The Manhattan district attorney’s office also obtained copies of Trump’s tax returns in February 2021 after a protracted legal battle that included two trips to the Supreme Court.
The office, then led by District Attorney Cyrus Vance Jr., sued Trump’s accounting firm in 2019, seeking access to eight years of Trump’s tax returns and related documents.
Prosecutors issued the subpoena after Trump’s former personal lawyer, Michael Cohen, told Congress that Trump misled tax officials, insurers and business associates about the value of his assets. Those allegations are the subject of a fraud lawsuit New York Attorney General Letitia James filed against Trump and his company in September.
Longtime Trump accountant Donald Bender testified at the Trump Organization’s recent criminal trial that Trump reported losses on his tax returns every year for a decade, including nearly $700 million in 2009 and $200 million in 2009. 2010.

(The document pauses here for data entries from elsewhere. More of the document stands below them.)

PR #71, opened 2020-02-05
Corrected reference to the RRC draft

hannestschofenig:
We incorrectly put a normative reference on the RRC draft in the DTLS 1.2 CID draft.

### DIFF
--- a/draft-ietf-tls-dtls-connection-id.md
+++ b/draft-ietf-tls-dtls-connection-id.md
@@ -1,7 +1,7 @@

Bender, a partner at Mazars USA LLP who spent years preparing Trump’s personal tax returns, said Trump’s reported losses from 2009 to 2018 include net operating losses from some of the many businesses he owns through the organization his Trump.
The Trump Organization was convicted earlier this month of tax fraud for helping some executives avoid taxes on company-paid perks such as condos and luxury cars.

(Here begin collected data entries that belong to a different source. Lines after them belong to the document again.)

PR #73, opened 2020-05-13
Disallow sending MAC failure fatal alerts to non-validated peers

### LINKED ISSUE #72: Disallow sending MAC failure fatal alerts to non-validated peers
Imagine the following:
* server S has an active session with client A using CID=1
* S crashes and restarts
* a new session using CID=1 is successfully established between S and client B
* A sends a record with CID=1
* MAC verification fails for the record

If at this point S decides *not* to follow the `SHOULD silently discard` recommendation in [RFC 6347](https://tools.ietf.org/html/rfc6347#section-4.1.2.1) and instead replIes to B (since A's address has not been validated) with a fatal MAC failure alert, a perfectly valid session would be killed.

thomas-fossati:
Fixes #72

### DIFF
--- a/draft-ietf-tls-dtls-connection-id.md
+++ b/draft-ietf-tls-dtls-connection-id.md
@@ -366,7 +366,10 @@ in changing a peer address if they are able to rewrite source addresses
 and if replayed packets are able to arrive before any original. 
 
 - There is a strategy for ensuring that the new peer address is able to 
-receive and process DTLS records. No such test is defined in this	specification. 
+receive and process DTLS records. No such test is defined in this specification.
+
+If any of the above checks fails, the receiver MUST silently discard the
+record.
 
 The above is necessary to protect against attacks that use datagrams with 
 spoofed addresses or replayed datagrams to trigger attacks. Note that there 
--- a/draft-ietf-tls-dtls-connection-id.md
+++ b/draft-ietf-tls-dtls-connection-id.md
@@ -352,7 +352,7 @@ different than the one currently associated with the DTLS connection,
 the receiver MUST NOT 
 * replace the address it uses for sending records to its peer with the 
   source address specified in the received datagram, or
-* send a response of any kind to the record, including sending FatalAlerts
+* send a response of any kind to the record, including sending alerts
   in response to an invalid record,
 unless the following conditions are met:
 
--- a/draft-ietf-tls-dtls-connection-id.md
+++ b/draft-ietf-tls-dtls-connection-id.md
@@ -371,10 +371,7 @@ and if replayed packets are able to arrive before any original.
 - There is a strategy for ensuring that the new peer address is able to 
 receive and process DTLS records. No such test is defined in this specification.
 
-If any of the above conditions fail, the receiver MUST silently discard the
-received datagram.
-
-The above is necessary to protect against attacks that use datagrams with 
+The conditions above are necessary to protect against attacks that use datagrams with 
 spoofed addresses or replayed datagrams to trigger attacks. Note that there 
 is no requirement to use of the anti-replay window mechanism defined in 
 Section 4.1.2.6 of DTLS 1.2. Both solutions, the "anti-replay window" or 
--- a/draft-ietf-tls-dtls-connection-id.md
+++ b/draft-ietf-tls-dtls-connection-id.md
@@ -349,12 +349,9 @@ data the following modification is made to the additional data calculation.
 
 When a record with a CID is received that has a source address 
 different than the one currently associated with the DTLS connection,
-the receiver MUST NOT 
-* replace the address it uses for sending records to its peer with the 
-  source address specified in the received datagram, or
-* send a response of any kind to the record, including sending alerts
-  in response to an invalid record,
-unless the following conditions are met:
+the receiver MUST NOT replace the address it uses for sending records 
+to its peer with the source address specified in the received datagram
+unless the following three conditions are met:
 
 - The received datagram has been cryptographically verified using 
 the DTLS record layer processing procedures.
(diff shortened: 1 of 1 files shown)


hanno-becker (approved):
Looks good to me

draft-ietf-tls-dtls-connection-id.md
```diff
@@ -366,7 +366,10 @@ in changing a peer address if they are able to rewrite source addresses
 and if replayed packets are able to arrive before any original. 
 
 - There is a strategy for ensuring that the new peer address is able to 
-receive and process DTLS records. No such test is defined in this	specification. 
+receive and process DTLS records. No such test is defined in this specification.
+
+If any of the above checks fails, the receiver MUST silently discard the
```
boaks: This doesn't mention the main fear, that a message is sent to the previous not updated address.

The "any of the above checks" may cause irritation, though the check for the newer address does not inhibit the proper processing of a "out of order" record on application layer.

hanno-becker:
Here's an alternative suggestion - WDYT, @boaks @thomas-fossati. Instead of

```
When a record with a CID is received that has a source address 
different than the one currently associated with the DTLS connection, 	
the receiver MUST NOT replace the address it uses for sending records 	
to its peer with the source address specified in the received to its peer
with the source address specified in the received datagram unless the 
following conditions are met:
```

write:

```
When a record with a CID is received that has a source address 
different than the one currently associated with the DTLS connection,
the receiver MUST NOT 
* replace the address it uses for sending records to its peer with the 
  source address specified in the received datagram, or
* send a response of any kind to the record, including sending FatalAlerts
  in response to an invalid record,
unless the following conditions are met:
```

It's a bit long, though.

thomas-fossati:
> Here's an alternative suggestion - WDYT, @boaks @thomas-fossati.

I don't want to speak for @boaks :-), but I think he's arguing for a wider scope than just _"When a record with a CID is received"_

boaks:
> The received datagram has been cryptographically verified using the DTLS record layer processing procedures. The option of RFC6347, 4.1.2.1, to choose to generate an alert when a message with an invalid MAC is received, MUST NOT be used. The probability of accidentally terminating a valid connection state is increased using this CID. Additionally the destination address to send such an alert is ambiguous, though the address MUST NOT be updated. 
 
FMPOV that describes the increment introducing CID in the scope of MAC validation and alert generation.

draft-ietf-tls-dtls-connection-id.md
```diff
@@ -348,10 +348,13 @@ data the following modification is made to the additional data calculation.
...
-the receiver MUST NOT replace the address it uses for sending records 
-to its peer with the source address specified in the received 
-datagram unless the following conditions are met: 
+different than the one currently associated with the DTLS connection,
+the receiver MUST NOT 
+* replace the address it uses for sending records to its peer with the 
+  source address specified in the received datagram, or
+* send a response of any kind to the record, including sending FatalAlerts
+  in response to an invalid record,
+unless the following conditions are met:
```
```suggestion
* send a response of any kind to the record, including sending alerts
  in response to an invalid record,
unless the following conditions are met:
```

draft-ietf-tls-dtls-connection-id.md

Current Manhattan U.S. Attorney Alvin Bragg said in an interview with The Associated Press last week that his office’s investigation into Trump and his dealings is continuing.
“We will follow the facts and continue to do our job,” Bragg said.
Trump, who refused to release his returns during his 2016 presidential campaign and four years in the White House while claiming he was under IRS scrutiny, has argued that there isn’t much to glean from his tax returns, though he fought to keep them. private.
“You can’t learn much from tax returns, but it’s illegal to file them if they’re not yours!” he complained on his social network last weekend.
Meanwhile, Republicans have criticized a possible release, arguing it would set a dangerous precedent.
Representative. Kevin Brady of Texas, the Republican leader of the Ways and Means Committee, accused the panel’s Democrats of “unleashing a dangerous new political weapon that goes far beyond President Trump and endangers the privacy of every American.”
“Partisans in Congress continue to have almost unlimited power to target political enemies by obtaining and releasing their private tax returns to embarrass and destroy them,” Brady said in a statement. “We urge Democrats, in their rush to target former President Trump, not to unleash this dangerous new political weapon against the American people.”
Kinnard reported from Columbia, South Carolina. Associated Press writers Michael R. Sisak and Jill Colvin in New York contributed to this report.